Your assignment:
In the data below, find the line containing "chore: release font-metrics", then set down that line and every later line up to and including the line containing "in PlantUML) |", exactly.

*** Source records

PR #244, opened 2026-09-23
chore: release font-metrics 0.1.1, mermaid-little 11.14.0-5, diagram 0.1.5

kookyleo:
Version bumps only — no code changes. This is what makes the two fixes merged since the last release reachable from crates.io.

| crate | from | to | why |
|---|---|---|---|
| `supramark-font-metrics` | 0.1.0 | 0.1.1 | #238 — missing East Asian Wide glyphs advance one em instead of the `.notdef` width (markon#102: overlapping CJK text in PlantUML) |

******
*** Source records

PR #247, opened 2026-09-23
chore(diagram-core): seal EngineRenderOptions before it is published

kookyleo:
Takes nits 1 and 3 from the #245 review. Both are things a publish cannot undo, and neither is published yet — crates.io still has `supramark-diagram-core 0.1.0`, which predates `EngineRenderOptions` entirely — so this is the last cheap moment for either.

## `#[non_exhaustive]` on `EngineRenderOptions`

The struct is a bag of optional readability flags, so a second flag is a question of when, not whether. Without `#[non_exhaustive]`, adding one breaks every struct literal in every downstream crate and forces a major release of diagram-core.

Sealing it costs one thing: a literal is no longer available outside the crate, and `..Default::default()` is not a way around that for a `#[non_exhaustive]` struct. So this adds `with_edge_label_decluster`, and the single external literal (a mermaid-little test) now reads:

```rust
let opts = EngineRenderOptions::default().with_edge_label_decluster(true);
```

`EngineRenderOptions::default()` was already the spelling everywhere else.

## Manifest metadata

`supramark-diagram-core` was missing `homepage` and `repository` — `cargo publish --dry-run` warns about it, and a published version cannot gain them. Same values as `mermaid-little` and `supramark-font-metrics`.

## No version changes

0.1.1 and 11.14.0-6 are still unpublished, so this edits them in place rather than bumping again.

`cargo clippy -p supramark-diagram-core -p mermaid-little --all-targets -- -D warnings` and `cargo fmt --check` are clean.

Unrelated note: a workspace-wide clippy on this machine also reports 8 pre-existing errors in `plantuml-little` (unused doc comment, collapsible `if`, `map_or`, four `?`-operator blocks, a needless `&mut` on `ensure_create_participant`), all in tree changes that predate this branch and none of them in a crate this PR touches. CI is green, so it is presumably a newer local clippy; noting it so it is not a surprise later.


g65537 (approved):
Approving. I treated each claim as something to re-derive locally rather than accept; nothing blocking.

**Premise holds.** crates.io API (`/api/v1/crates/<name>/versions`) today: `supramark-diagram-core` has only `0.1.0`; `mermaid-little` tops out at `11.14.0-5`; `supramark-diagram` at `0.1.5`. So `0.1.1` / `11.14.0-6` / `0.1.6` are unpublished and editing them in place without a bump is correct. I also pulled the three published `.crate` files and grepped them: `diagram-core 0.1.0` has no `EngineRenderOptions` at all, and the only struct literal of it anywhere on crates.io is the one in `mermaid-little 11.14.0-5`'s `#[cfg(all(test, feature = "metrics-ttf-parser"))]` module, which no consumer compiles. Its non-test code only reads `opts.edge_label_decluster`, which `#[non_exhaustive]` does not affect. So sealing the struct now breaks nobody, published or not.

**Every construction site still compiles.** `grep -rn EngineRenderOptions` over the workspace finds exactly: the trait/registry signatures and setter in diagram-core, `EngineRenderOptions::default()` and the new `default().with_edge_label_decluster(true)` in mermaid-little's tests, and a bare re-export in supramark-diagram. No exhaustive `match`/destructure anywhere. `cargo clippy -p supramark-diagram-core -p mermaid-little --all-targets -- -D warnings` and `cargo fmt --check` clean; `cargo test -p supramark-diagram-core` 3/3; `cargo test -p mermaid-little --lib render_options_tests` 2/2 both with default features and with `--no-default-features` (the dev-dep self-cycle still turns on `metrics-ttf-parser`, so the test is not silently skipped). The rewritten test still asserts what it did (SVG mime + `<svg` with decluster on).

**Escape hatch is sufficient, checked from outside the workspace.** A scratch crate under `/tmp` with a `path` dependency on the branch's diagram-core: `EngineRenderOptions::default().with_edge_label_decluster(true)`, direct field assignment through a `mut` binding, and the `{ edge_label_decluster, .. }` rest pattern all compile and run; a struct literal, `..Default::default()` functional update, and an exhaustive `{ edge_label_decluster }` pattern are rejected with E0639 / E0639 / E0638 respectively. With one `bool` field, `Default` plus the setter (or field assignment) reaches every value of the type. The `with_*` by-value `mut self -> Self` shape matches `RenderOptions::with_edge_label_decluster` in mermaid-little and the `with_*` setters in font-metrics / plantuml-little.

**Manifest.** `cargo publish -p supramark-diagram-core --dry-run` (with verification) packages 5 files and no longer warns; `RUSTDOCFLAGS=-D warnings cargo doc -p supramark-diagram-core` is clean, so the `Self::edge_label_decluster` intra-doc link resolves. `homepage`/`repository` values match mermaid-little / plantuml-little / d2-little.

******

Finished exercise:
chore: release font-metrics 0.1.1, mermaid-little 11.14.0-5, diagram 0.1.5

kookyleo:
Version bumps only — no code changes. This is what makes the two fixes merged since the last release reachable from crates.io.

| crate | from | to | why |
|---|---|---|---|
| `supramark-font-metrics` | 0.1.0 | 0.1.1 | #238 — missing East Asian Wide glyphs advance one em instead of the `.notdef` width (markon#102: overlapping CJK text in PlantUML) |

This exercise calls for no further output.